Last year, Uber came under fire more than once for having let drivers with criminal records slip through its screenings, and questions arose about whether the company should do Live Scan fingerprinting and background checks, as the taxi industry does.

Moreover, ride-sharing companies often use temporary price hikes to, among other reasons, incentivize drivers to get on the road when there’s a high demand. But taxi companies don’t have that supply problem.

“The key thing is that you should be able to hail a cab, rush hour or not rush hour,” Mathur said.

So it’s voluntary price surge?

But is Flywheel’s model really all that different and better? Maybe not.

For one, Mathur described incentive methods the company is planning on implementing in the near future that include letting passengers set a tip percentage when they hail a cab, sort of like a bid to express their interest in getting picked up.

Ride-sharing company Sidecar lets passengers and drivers negotiate the distance and price up front, meaning that Sidecar drivers effectively can choose to pick up passengers only for longer, more expensive rides if they want.

The model Mathur described is a sort of voluntary price surge. Accepting hiked prices with Uber or Lyft is the difference between getting picked up or not. Digitally waving a hiked price by advertising a high tip could be the difference between being picked up by a Flywheel driver or not.

It’s still possible to get a car without that incentive, but still.

And then there is the limit on Flywheel’s business that the cab industry’s medallion system imposes. Unlike Uber, Lyft, and Sidecar, which have virtually no limits on the number of drivers they can get on their networks, Flywheel is limited by the number of licensed cab drivers in each city.

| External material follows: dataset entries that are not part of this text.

PR #961, opened 2016-04-12
Document limitations of copy method wrt stream wrapper

jeskew:
`copy` cannot accurately report failure when the target is an S3 path. This PR adds a note to the stream wrapper guide to that effect.

/cc @cjyclaire @xibz


xibz:
LGTM, :shipit:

Flywheel currently has about 85 percent of San Francisco’s cabs onboard, so it still has room to grow, but what happens when it gets that other 15 percent? What happens when 100 percent of cab drivers in every single city in the U.S. is in the network?

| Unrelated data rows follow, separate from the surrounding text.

PR #966, opened 2016-04-13
Presign without signing

### LINKED ISSUE #954: S3 V3 Presigned GET requests - always adds X-Amz-Content-Sha256
Hello,
first of all thanks for closing my issue regarding the host header.

The SDK is adding X-Amz-Content-Sha256 even if i want to have a presigned GET request where the content is not known for the client yet.

Your docs are telling me this:
```
You don't include a payload hash in the Canonical Request, because when you create a presigned URL, you don't know the payload content because the URL is used to upload an arbitrary payload. Instead, you use a constant string UNSIGNED-PAYLOAD. 
```

And this:
```
 Unsigned payload option – You include the literal string UNSIGNED-PAYLOAD when constructing a canonical request, and set the same value as the he x-amz-content-sha256 header value when sending the request to S3.
```

Okay, so if i have no payload i should set the URL to: `x-amz-content-sha256=UNSIGNED-PAYLOAD` if im right, or just leave it out but never use it to callculate other hashes.

So i call `createPresignedRequest` from the class `S3Client` like this:
```php
        $command = $client->getCommand('GetObject', [
            'Bucket' => 'myfavoritepics123',
            'Key'    => '5XXXXXXa.jpg'
        ]);
        $request = $client->createPresignedRequest($command, '+20 minutes');
```

Using this, X-Amz-Content-Sha256 will be added to the url regardless if im using GET/PUT/PATCH/POST. But it shouldn't.

```
   /**
     * Always add a x-amz-content-sha-256 for data integrity.
     */
```

As far as i understood your coding, if im using S3 its using the `S3SignatureV3` class and the function is being called from `Middleware.php` which is causing the problem. Please investigate.

jeskew:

Of course, Flywheel has to achieve customer loyalty first, on both sides.

“If a driver accepts a hail from us, that’s revenue to us. If a driver accepts a hail from someone on the street, they pay in cash” and that means no revenue for Flywheel, Mathur said. And at the moment, Flywheel is only in San Francisco, Seattle, and Los Angeles, though Mathur said it’s seeing a lot of interest “up and down the West Coast” and that New York City is a key future location (read: It’s coming very, very soon).

It’s not hard to image all kinds of new revenue streams the company could create, such as expanding on its driver training and education programs, playing around with the percentage cut it takes, introducing paid features, and so on.

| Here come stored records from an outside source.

PR #967, opened 2016-04-13
Clear stat cache on stream_flush

jeskew:
This PR updates the StreamWrapper wipe the cached stats on a path when writing new data to S3 in `stream_flush`. Previously, the stat would be cached in PHP stat cache and in the internal cache.

/cc @xibz @cjyclaire @mtdowling


mtdowling:
:ship:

And maybe it is onto to something. Outside of the U.S., companies have found success in equipping taxis with similar tools instead of the ride-sharing model, such as Tappsi in Latin America and the hailing services nested inside messaging apps in Asia. These parts of the world do have different taxi industries and circumstances, however, something taxi-hailing app Hailo reminded us of when it announced it was pulling out of North America.

Flywheel raised its new funding from TCW/Craton, RockPort Capital, and Shasta Ventures. RockPort Capital’s Abe Yokell and Shasta Ventures’ Rob Coneybeer will be joining the board of directors as part of the deal.

Flywheel was founded in 2009 and is based in Redwood City, Calif. The company previously raised $22.9 million in funding.